Alice Guy (1873-1968) a réalisé son premier film en 1896 — la même année que les frères Lumière filmaient l'arrivée d'un train en gare. En cinquante ans de carrière, elle a dirigé plus de 1000 films en France et aux États-Unis. Son nom a été effacé de l'histoire du cinéma pendant un siècle.
Il faut prononcer son nom distinctement, l’écrire en entier, le répéter : Alice Guy. Non pas Alice Guy-Blaché, comme on l’écrit parfois pour l’identifier par le nom de son mari. Non pas « la collaboratrice de Léon Gaumont ». Non pas « l’une des premières femmes à faire du cinéma ». Alice Guy a réalisé son premier film en 1896. Elle est la première cinéaste de l’histoire. Et son nom a été effacé pendant un siècle.
Secrétaire chez Gaumont, 1895
Alice Guy naît le 1er juillet 1873 à Saint-Mandé, près de Paris. Orpheline de père très tôt, elle doit travailler. Elle suit une formation de sténographe et devient en 1894 secrétaire chez Léon Gaumont, alors directeur d’une petite entreprise de matériel photographique. La même année, les frères Lumière perfectionnent leur cinématographe.

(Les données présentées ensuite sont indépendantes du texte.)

PR #281, opened 2017-12-22
ale.py crashes due to wrong variable referenced in episode_finished

cartershanklin:
Calculation of the step rate references an undefined variable in Runner. Maybe this variable used to exist but is not there in 0.3.3. It looks like r.timestep does the same thing.


michaelschaarschmidt:
Thanks - ALE is a contributed example and we do only do rudimentary API updates!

En 1895, Gaumont acquiert la licence de fabrication du chronophotographe de Georges Demenÿ — une caméra qui permet d’enregistrer le mouvement. Alice Guy assiste à une démonstration. Elle demande à Gaumont la permission de faire des essais. Il accepte, à condition que cela n’interfère pas avec son travail de secrétaire.
La Fée aux choux : 1896
En 1896, Alice Guy tourne La Fée aux choux — une petite scène fantaisiste d’une trentaine de secondes montrant une fée extrayant des bébés de choux. Le film est généralement daté de 1896, ce qui en fait l’un des tout premiers films de fiction — contemporain des premières vues Lumière, antérieur à Méliès.
Ce premier film inaugure une carrière de douze ans à la tête de la production de films chez Gaumont. Alice Guy n’est plus secrétaire : elle est chef de production et réalisatrice. Elle tourne des comédies, des drames, des films musicaux, des films féeriques. En 1900, elle expérimente les « phonoscènes » — films synchronisés avec des enregistrements sonores, ancêtres du film parlant.

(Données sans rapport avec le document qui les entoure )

Issue #2145, opened 2026-05-30
Document memory-lookup protocol in AGENTS.md (skill-first, not list_memories)


rjmurillo:
## Problem

Agents repeatedly reach for `list_memories` to discover Serena memories. With 800+ atomic memory files, a bare `list_memories` call returns ~73KB (~enough to require spilling to a temp file) and burns tokens every time. Worse, `list_memories(topic=...)` filters by namespace directory prefix only (e.g. `git`), not arbitrary keywords, so guessing a topic and missing just leads to a full list anyway.

The repository already solves this, but the guidance was not captured where every agent reads it:

- The `memory` skill (`.claude/skills/memory/scripts/search_memory.py`) is a Serena-first + Forgetful router that returns ranked, token-bounded results (~2K) and points at the right `*-index`/atomic file.
- Index files (`memory-index`, `skills-*-index`) are maintained as keyword routers.
- Atomic filenames are designed as activation vocabulary so `read_memory("<name>")` can be guessed directly (a miss returns a cheap "not found", not a list).

## Fix (this issue)

Document the correct lookup protocol in `AGENTS.md` (loaded every session via `CLAUDE.md` @import), ordered skill-first:

1. Primary: `search_memory.py "<query>"` (memory skill).
2. Deep context: `context-retrieval` agent; `/memory-search` for humans.
3. Raw fallback only: guess `read_memory` -> domain `*-index` -> `memory-index`; never bare `list_memories`.

Plus: on adding a memory, update its `*-index`; do not consolidate atomic memories to cheapen listing (breaks discovery + cross-links). Rationale already in `memory-token-efficiency` and `memory-size-001-decomposition-thresholds`.

Refs #239

rjmurillo:
## Velocity Accelerator: 2 Opportunities Detected

### Triage issue #2145: Document memory-lookup protocol in AGENTS.md (skill-first, n
- **Type**: complexity_triage
- **Priority**: medium
- **Suggested Agent**: agent-explainer
- Issue labeled with low complexity.
Suggested agents: agent-explainer

### Route issue #2145 to agent-explainer
- **Type**: agent_routing
- **Priority**: low
- **Suggested Agent**: agent-explainer
- Issue content suggests routing to: agent-explainer
Complexity: low

PR #2154, opened 2026-05-30
fix(agents): unblock main CI (workspace budget + generated-file staleness)

rjmurillo:
## Summary

Unblocks `Run Python Tests` and `build_all` staleness on `main`, which were red on the default branch and therefore failing CI on every open PR.

Two independent main-branch breakages, both fixed here:

1. **Workspace-budget regression.** PR #2146 added a memory-lookup block to the root workspace context, growing it from 2982 to 4065 bytes and exceeding the 3000-byte per-file workspace budget. Because the budget test runs against the merged tree, this broke `Run Python Tests` for the whole PR queue. Fix: compress the always-on guidance to a single Retrieval-Led Reasoning bullet and relocate the full routing detail into the memory skill, where actionable detail belongs. The root context is back to 2987 bytes; both budget enforcers pass (22 tests).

Paris en 1900 est la capitale mondiale du spectacle et de l’image — les femmes artistes de la Belle Époque y ont plus d’espace qu’en apparence, dans les marges du music-hall, de la photographie, du théâtre. Alice Guy s’y insère par un chemin que personne n’a balisé avant elle : celui de la réalisation cinématographique.
La révolution technique : son et couleur
Dès 1906, Alice Guy dirige la construction du nouveau studio Gaumont à Buttes-Chaumont, l’un des plus modernes d’Europe. Elle met en place un système de production industriel, recrute des techniciens, forme des acteurs. Dans le même temps, elle continue de réaliser elle-même les films les plus ambitieux.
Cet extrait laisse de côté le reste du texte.